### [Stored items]
PR #8, opened 2015-12-03
refactor producer

id:
Work in progress.

TODO:
- refactor consumer
- fix tests

### DIFF
--- a/src/brod.erl
+++ b/src/brod.erl
@@ -24,10 +24,7 @@
 
 %% Producer API
 -export([ start_link_producer/1
-        , start_link_producer/3
-        , start_link_producer/4
-        , start_producer/1
-        , start_producer/3
+        , start_link_producer/2
         , stop_producer/1
         , produce/3
         , produce/4
@@ -71,39 +68,18 @@
 %%%_* Types --------------------------------------------------------------------
 -type host() :: {string(), integer()}.
 
-%%%_* Macros -------------------------------------------------------------------
--define(DEFAULT_ACKS,            1). % default required acks
--define(DEFAULT_ACK_TIMEOUT,  1000). % default broker ack timeout
-
 %%%_* API ----------------------------------------------------------------------
-%% @deprecated
-%% @equiv start_link_producer(Hosts)
--spec start_producer([host()]) -> {ok, pid()} | {error, any()}.
-start_producer(Hosts) ->
-  start_link_producer(Hosts).
-
-%% @deprecated
-%% @equiv start_link_producer(Hosts, RequiredAcks, AckTimeout, <<"brod">>)
--spec start_producer([host()], integer(), integer()) ->
-                   {ok, pid()} | {error, any()}.
-start_producer(Hosts, RequiredAcks, AckTimeout) ->
-  start_link_producer(Hosts, RequiredAcks, AckTimeout, ?DEFAULT_CLIENT_ID).
-
-%% @equiv start_link_producer(Hosts, 1, 1000)
+%% @equiv start_link_producer(Hosts, [])
 -spec start_link_producer([host()]) -> {ok, pid()} | {error, any()}.
 start_link_producer(Hosts) ->
-  start_link_producer(Hosts, ?DEFAULT_ACKS, ?DEFAULT_ACK_TIMEOUT).
-
-%% @equiv start_link_producer(Hosts, RequiredAcks, AckTimeout, <<"brod">>)
--spec start_link_producer([host()], integer(), integer()) ->
-        {ok, pid()} | {error, any()}.
-start_link_producer(Hosts, RequiredAcks, AckTimeout) ->
-  start_link_producer(Hosts, RequiredAcks, AckTimeout, ?DEFAULT_CLIENT_ID).
+  start_link_producer(Hosts, []).
 
 %% @doc Start a process to publish messages to kafka.
 %%      Hosts:
-%%        list of "bootstrap" kafka nodes, {"hostname", 1234}
-%%      RequiredAcks:
+%%        list of "bootstrap" kafka nodes, {"hostname", 9092}
+%%      Options:
+%%        list of tuples {atom(), any()} where atom can be:
+%%      required_acks:
 %%        How many acknowledgements the kafka broker should receive
 %%        from the clustered replicas before responding to the
 %%        producer.
@@ -116,7 +92,8 @@ start_link_producer(Hosts, RequiredAcks, AckTimeout) ->
 %%        number > 1 the broker will block waiting for this number of
 %%        acknowledgements to occur (but the broker will never wait
 %%        for more acknowledgements than there are in-sync replicas).
-%%      AckTimeout:
+%%        Default is -1.
+%%      ack_timeout:
 %%        Maximum time in milliseconds the broker can await the
 %%        receipt of the number of acknowledgements in
 %%        RequiredAcks. The timeout is not an exact limit on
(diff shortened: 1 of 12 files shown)


src/brod_utils.erl
```diff
@@ -27,6 +27,8 @@
         , get_metadata/1
         , get_metadata/2
         , try_connect/1
+        , now_microsec/0
```
zmstone: no caller found, remove ?

src/brod_producer_sup.erl
```diff
@@ -0,0 +1,61 @@
...
+        ]).
+
+%% Supervisor callbacks
+-export([init/1]).
+
+-define(SERVER, ?MODULE).
+
+%%%_* API functions ============================================================
+start_link() ->
+  supervisor:start_link({local, ?SERVER}, ?MODULE, []).
```
zmstone: {local, ?SERVER} implies only one such supervisor is allowed per-node.

src/brod_producer.erl
```diff
@@ -56,299 +50,286 @@
...
+init([Hosts, Options, Debug]) ->
   erlang:process_flag(trap_exit, true),
-  {ok, #state{ hosts       = Hosts
-             , debug       = Debug
-             , acks        = RequiredAcks
-             , ack_timeout = AckTimeout
-             , client_id   = ensure_binary(ClientId)
+  MaxLeaderQueueLen = proplists:get_value(max_leader_queue_len, Options,
+                                          ?DEFAULT_MAX_LEADER_QUEUE_LEN),
+  ets:new(?T_LEADERS, [protected, named_table]),
```
zmstone: using named table implies only one is allowed per-node

src/brod_app.erl
```diff
@@ -0,0 +1,56 @@
...
+%%        ]
+%%      }
+%%    ].
+%% @see brod:start_link_producer/2 for more info about all producer args
+%%
+%% @end
+start() ->
+  _ = application:load(brod), %% ensure loaded
+  %% if no producer is configured in app env, start the supervisor empty
+  PermanentProducers = application:get_env(brod, producers, _Default = []),
```
id: I think it's better to move this to brod_sup:init/1.
Then you don't need to ensure the app is loaded.

zmstone: start/0 is called by start/2 the application behaviour callback, application should have been loaded in normal cases (when started by application controller).
it is called here because we don't necessarily start the supervisor by application controller when testing.

dszoboszlay: I think the relation between `start/0` and `start/2` are usually the other way around:
- `start/2` is the application controller's callback function, and starts the supervision tree on its own. It can assume the application is loaded of course, so it can access the env variables.
- `start/0` is a convenience wrapper, and calls `application:ensure_[all_]started/1`.

The problem with this code is that `start/0` will start the supervision tree linked to the calling process (not what you'd expect), without starting the application (so subsequent attempts to start `brod` as an application will fail).

id: Right, we need to fix this.

dszoboszlay: On it.

src/brod_sup.erl
```diff
@@ -0,0 +1,73 @@
...
+  {ProducerId, Opts} =
+    case proplists:get_value(producer_id, Args) of
+      undefined ->
+        {ProducerId0, [{producer_id, ProducerId0} | Args]};
+      ID when is_atom(ID) ->
+        {ID, Args}
+    end,
+  { _Id       = ProducerId
+  , _Start    = {brod, start_link_producer, [KafkaHosts, Opts]}
+  , _Restart  = {permanent, RestartDelay}
```
dszoboszlay, line 65: What's the point of the restart delay (and therefore using the `brod_supervisor` instead of the standard `supervisor`) if the restart strategy is `{one_for_one, 0, 1}`, e.g. no restarts are allowed at all?

id, line 65: brod_supervisor is actually https://github.com/rabbitmq/rabbitmq-common/blob/master/src/supervisor2.erl.
RestartDelay is a cooldown period. When regular supervisor would crash, this one will try to restart a child after RestartDelay instead. And it will keep doing this infinitely.

zmstone:
i'm rewriting quite heavily, please hold on.

dszoboszlay:
@zmstone I won't change anything since you're working on this code, but will add a couple of comments on problems I see, if you don't mind. I can write fixes if you wish.

src/brod.erl
```diff
@@ -127,12 +111,17 @@ start_link_producer(Hosts, RequiredAcks, AckTimeout) ->
...
+%%        How many requests sent to a kafka broker can stay
+%%        unacknowledged by a broker before blocking producing thread.
+%%     max_requests_in_flight (optional, default = 5):
+%%        Worker process will be sending produce reqeusts to kafka
+%%        without waiting for acknowledgements of a previous one.
+%%        This is to control how many such requests can be sent.
+-spec start_link_producer([host()], proplists:proplist()) ->
+                             {ok, pid()} | {error, any()}.
+start_link_producer(Hosts, Options) ->
+  brod_producer:start_link(Hosts, Options).
```
dszoboszlay, line 124: Wouldn't it be nicer to start the producers under the `brod_sup` instead of linking them to the caller process?

src/brod_sup.erl
```diff
@@ -0,0 +1,73 @@
...
+
+%% @doc Start supervisor of permanent producers.
+%% @see brod:start_link_producer/2 for more info about all producer args
+%% @end
+-spec start_link([proplists:proplist()]) -> {ok, pid()}.
+start_link(PermanentProducers) ->
+  brod_supervisor:start_link({local, ?MODULE}, ?MODULE, PermanentProducers).
+
+init(PermanentProducers) ->
+  Children = [permanent_producer(P) || P <- PermanentProducers],
```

### [Task to complete]
Search the entries for "started" and copy each matching line.

### [Task answer]
zmstone: start/0 is called by start/2 the application behaviour callback, application should have been loaded in normal cases (when started by application controller).
- `start/0` is a convenience wrapper, and calls `application:ensure_[all_]started/1`.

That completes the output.